PR #223, opened 2023-07-27
Nl documentation

dake0795:
Added documentation explaining how to read in the output from a nonlinear simulations and make simple plots.


bpatel2107:
Looks good so far. I think the following would be good to include

- What the major outputs are and their names/locations in a table
- Link to the `GKOutput` object
- How to convert to different normalisations (see here https://github.com/pyro-kinetics/pyrokinetics/blob/fcf716b19edbc7b83e2932607a2062fd004e5e9f/docs/howtos/normalisations.rst?plain=1#L175-L176)
- Where you have the print statement, can you include what was actually printed out?
-  @ZedThree how do we embed figures as it would be good to see what the plots look like
- I don't think we need to `dequantify()` as the plot should work and have units in the axes

docs/howtos/read_nonlinear_data.rst
```diff
@@ -0,0 +1,46 @@
...
+The gyrokinetic file ``input.cgyro`` is our input file template where we set all the extra flags that have been used in the simulation.  
+
+We can then read the nonlinear simulation into a dataset using ``pyrokinetics``.
+
+.. code-block:: python 
+
+   >>> pyro.load_gk_output(load_moments=True, load_fluxes=True, load_fields=True)
+   >>> data = pyro.gk_output.data
+
+Here, ``pyro`` initialises the utility base dataclass ``GKOutputArgs`` which is used to pass quantities to ``GKOutput``. Derived classes include ``Coords``, ``Fields``, ``Fluxes``, etc. This clas contains features such as automatic unit conversion and a dict-like interface to quantities. Derived classes should define an ``InitVar[Tuple[str, ...]]`` called ``dims``, which sets the dimensionality of each quantity, e.g. ``("kx", "ky", "time")``.
```
bpatel2107: typo `clas` to `class`

docs/howtos/read_nonlinear_data.rst
```diff
@@ -0,0 +1,46 @@
...
+   >>> from pyrokinetics import Pyro, template_dir
+   >>> gk_file = template_dir / "outputs/CGYRO_nonlinear/input.cgyro"
+
+The gyrokinetic file ``input.cgyro`` is our input file template where we set all the extra flags that have been used in the simulation.  
+
+We can then read the nonlinear simulation into a dataset using ``pyrokinetics``.
+
+.. code-block:: python 
+
+   >>> pyro.load_gk_output(load_moments=True, load_fluxes=True, load_fields=True)
```
bpatel2107: This is probably obvious but should we state what these kwargs do? Also which ones are on by default

docs/howtos/read_nonlinear_data.rst
```diff
@@ -0,0 +1,46 @@
...
+
+.. code-block:: python 
+
+   >>> print(pyro.gk_output)
+
+Let's suppose we want to plot the time evolution of the total heat and particle fluxes from our nonlinear simulation. First, we need to extract the relevant quantities from the dataset. After examining the data set, we see that the heat and particle fluxes are given as functions of ``("field", "species", "ky", "time")``. In order to plot the total fluxes as a function of time we sum over the other dimensions. 
+
+.. code-block:: python
+
+   >>> hflux = data['heat'].pint.dequantify().sum(dim='ky').sum(dim='field').sum(dim='species')
```
bpatel2107: You can do
```python
   >>> hflux = data['heat'].sum(dim=('ky', 'field', 'species')) 
```

bpatel2107: Its worth mentioning that we using an xarray `Dataset` as the format so people can use the standard methods here

ZedThree:
For a basic image, use [`.. image:: <filename>`](https://www.sphinx-doc.org/en/master/usage/restructuredtext/basics.html#images), or to include a caption etc use [`.. figure::`](https://docutils.sourceforge.io/docs/ref/rst/directives.html#figure)

PR #225, opened 2023-07-31
Factories and Readers refactor + documentation

LiamPattinson:
For a while now, I've wanted to revisit how the `Factory` and `Reader` components of Pyrokinetics work under the hood. There are a few issues with them:

- Too much boilerplate: having to manually create and keep track of named `ReaderFactory` objects using `create_reader_factory` and registering readers with them in `__init__.py` files is messy.
- `Kinetics`, `Equilibrium`, `GKInput` and `GKOutput` all work with these tools differently. Need to unify the interface.
- `Equilibrium` and `GKOutput` each hide their reader factories as class attributes and implement the classmethods `from_file`, `supported_types` and `reader`. These functions are almost identical between the two classes, leading to a lot of repeat code.
- `x = factory[key]` creates a new instance of an object rather than referencing something static like in a regular dict, while `factory[key] = X` registers the type `X` with the factory, as you'd expect in a regular dict. The lack of symmetry here is confusing. 
- Naming issues: it's not clear what `verify()` is supposed to do, `read()` could read from anything (file, string, dict, etc), and it isn't obvious that `Reader` is an abstract base class that forces the implementation of these functions.

Since we're trying to expand the docs, now seems like a good time to fix these problems, as it'll be much easier to document a unified and simplified system. This PR fixes these issues and cleans up some related issues with the code. The new interface is as follows:

```python
@readable_from_file
class MyData:
    """Class containing data that can be read from files (GKInput, Equilibrium, etc)"""
    ...

@MyData.reader("csv"):
class MyDataReaderCSV(AbstractFileReader):
    """Reader class that creates MyData from a csv file"""
    def read_from_file(self, path) -> MyData:
        ...

    def verify_file_type(self, path):
        ...

# Factory creation and registration happens behind the scenes
# Automatic file type inference etc still works as usual
my_data = MyData.from_file("foo.csv")
```

## Features 

- Renaming:
    - `readers.py` -> `file_utils.py` 
    - `Reader` -> `AbstractFileReader`
    - `read()` -> `read_from_file()`
    - `verify()` -> `verify_file_type()`
- Updated `Factory` interface:
    - `factory[key] = X` registers `key` with the type `X`
    - `X = factory[key]` returns the type registered with `key` -- no longer instantiates a new object.
    - `x = factory(key)` instantiates a new object
    - Functions `factory.register(key, cls)`, `factory.type(key)`, and `factory.create(key)` are available for those who would rather be explicit
    - Doesn't subclass `UserDict`, but does now explicitly implement a subset of the dict interface. 
- No longer need to create factories explicitly. Instead, the decorator `@readable_from_file` can be used to mark classes as being generated from files, and the decorator `@Readable.reader(key)` then registers.
- Updated `Kinetics` to work similarly to `GKOutput`/`Equilibrium`. Constructor no longer takes a file and uses reader classes to generate its own `kwargs` -- instead the `Kinetics` constructor takes plain data and the reader classes return a fully instantiated `Kinetics`.
- `GKInput`, `GKOutput`, `Equilibrium`, and `Kinetics` now have the same interface for reading from files and registering new readers

## Issues

- Still need to write a tutorial for the docs to explain how this stuff works for other devs
- Docs building raises a bunch of new warnings regarding some decorator-created classmethods. It recommends to use `@functools.wraps`, but I don't think this is actually applicable here, and doing so breaks everything in Python 3.10. @ZedThree Any ideas?

---

I'm keeping this as a draft until I've written up a proper tutorial for this aspect of the code. Let me know if you'd like to see any other changes while I'm at it.


LiamPattinson:
I fixed the sphinx warnings by moving the classmethods introduced by `readable_from_file` into a [mixin](https://en.wikipedia.org/wiki/Mixin) class. Unfortunately, this means you need _both_ a decorator and a new base class:

```python
@readable_from_file
class MyReadable(ReadableFromFileMixin):
    ...
```

This is less clean than I would like, and there are issues with linking to the mixin methods in the docs, but it does resolve the issues.

(I also tried solving this using metaclasses, which allowed inheritance from `ReadableFromFileMixin` to also inject a `_factory` class attr,  but then I had to also make a new metaclass for `GKInput` to resolve a metaclass conflict, and so the solution started looking a little too complex for the maintainability of the project.)

LiamPattinson:
I've added a tutorial for file readers, though I'm not sure if that's the correct place for it or if it should be in 'user guides' or something. Let me know if you'd like me to change anything about the new docs, or about the changes to factory/reader stuff. Otherwise, I think this is ready.

bpatel2107:
That looks great and super detailed! I think tutorial is the best place for that right now so I'm happy to merge.

bpatel2107 (approved):
LGTM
• • • • •
Directions for this task:
Show all lines above containing "then".

Exercise output:
+We can then read the nonlinear simulation into a dataset using ``pyrokinetics``.
+We can then read the nonlinear simulation into a dataset using ``pyrokinetics``.
- No longer need to create factories explicitly. Instead, the decorator `@readable_from_file` can be used to mark classes as being generated from files, and the decorator `@Readable.reader(key)` then registers.
(I also tried solving this using metaclasses, which allowed inheritance from `ReadableFromFileMixin` to also inject a `_factory` class attr,  but then I had to also make a new metaclass for `GKInput` to resolve a metaclass conflict, and so the solution started looking a little too complex for the maintainability of the project.)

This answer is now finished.